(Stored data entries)

------------------------

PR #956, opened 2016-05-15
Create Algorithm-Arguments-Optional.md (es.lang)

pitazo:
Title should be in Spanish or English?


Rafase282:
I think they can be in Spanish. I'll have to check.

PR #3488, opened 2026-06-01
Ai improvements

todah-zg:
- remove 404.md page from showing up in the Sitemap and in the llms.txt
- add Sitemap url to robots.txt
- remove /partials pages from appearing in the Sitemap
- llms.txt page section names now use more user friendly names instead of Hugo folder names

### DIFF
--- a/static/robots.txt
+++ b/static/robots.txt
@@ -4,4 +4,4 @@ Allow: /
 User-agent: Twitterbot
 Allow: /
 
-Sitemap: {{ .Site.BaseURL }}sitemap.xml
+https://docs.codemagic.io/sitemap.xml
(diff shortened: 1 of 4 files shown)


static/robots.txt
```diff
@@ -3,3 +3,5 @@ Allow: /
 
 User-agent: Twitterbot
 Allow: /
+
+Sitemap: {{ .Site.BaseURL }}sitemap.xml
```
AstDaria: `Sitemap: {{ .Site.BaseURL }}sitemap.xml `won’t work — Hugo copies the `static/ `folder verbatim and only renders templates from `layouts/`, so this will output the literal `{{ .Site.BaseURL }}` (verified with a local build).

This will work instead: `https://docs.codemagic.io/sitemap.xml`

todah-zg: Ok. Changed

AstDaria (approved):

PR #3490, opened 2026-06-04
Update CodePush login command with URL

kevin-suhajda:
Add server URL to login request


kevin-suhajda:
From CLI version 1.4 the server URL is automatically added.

------------------------

### The task
Every entry above should be retyped exactly as it appears.

### Solved exercise
PR #956, opened 2016-05-15
Create Algorithm-Arguments-Optional.md (es.lang)

pitazo:
Title should be in Spanish or English?


Rafase282:
I think they can be in Spanish. I'll have to check.

PR #3488, opened 2026-06-01
Ai improvements

todah-zg:
- remove 404.md page from showing up in the Sitemap and in the llms.txt
- add Sitemap url to robots.txt
- remove /partials pages from appearing in the Sitemap
- llms.txt page section names now use more user friendly names instead of Hugo folder names

### DIFF
--- a/static/robots.txt
+++ b/static/robots.txt
@@ -4,4 +4,4 @@ Allow: /
 User-agent: Twitterbot
 Allow: /
 
-Sitemap: {{ .Site.BaseURL }}sitemap.xml
+https://docs.codemagic.io/sitemap.xml
(diff shortened: 1 of 4 files shown)


static/robots.txt
```diff
@@ -3,3 +3,5 @@ Allow: /
 
 User-agent: Twitterbot
 Allow: /
+
+Sitemap: {{ .Site.BaseURL }}sitemap.xml
```
AstDaria: `Sitemap: {{ .Site.BaseURL }}sitemap.xml `won’t work — Hugo copies the `static/ `folder verbatim and only renders templates from `layouts/`, so this will output the literal `{{ .Site.BaseURL }}` (verified with a local build).

This will work instead: `https://docs.codemagic.io/sitemap.xml`

todah-zg: Ok. Changed

AstDaria (approved):

PR #3490, opened 2026-06-04
Update CodePush login command with URL

kevin-suhajda:
Add server URL to login request


kevin-suhajda:
From CLI version 1.4 the server URL is automatically added.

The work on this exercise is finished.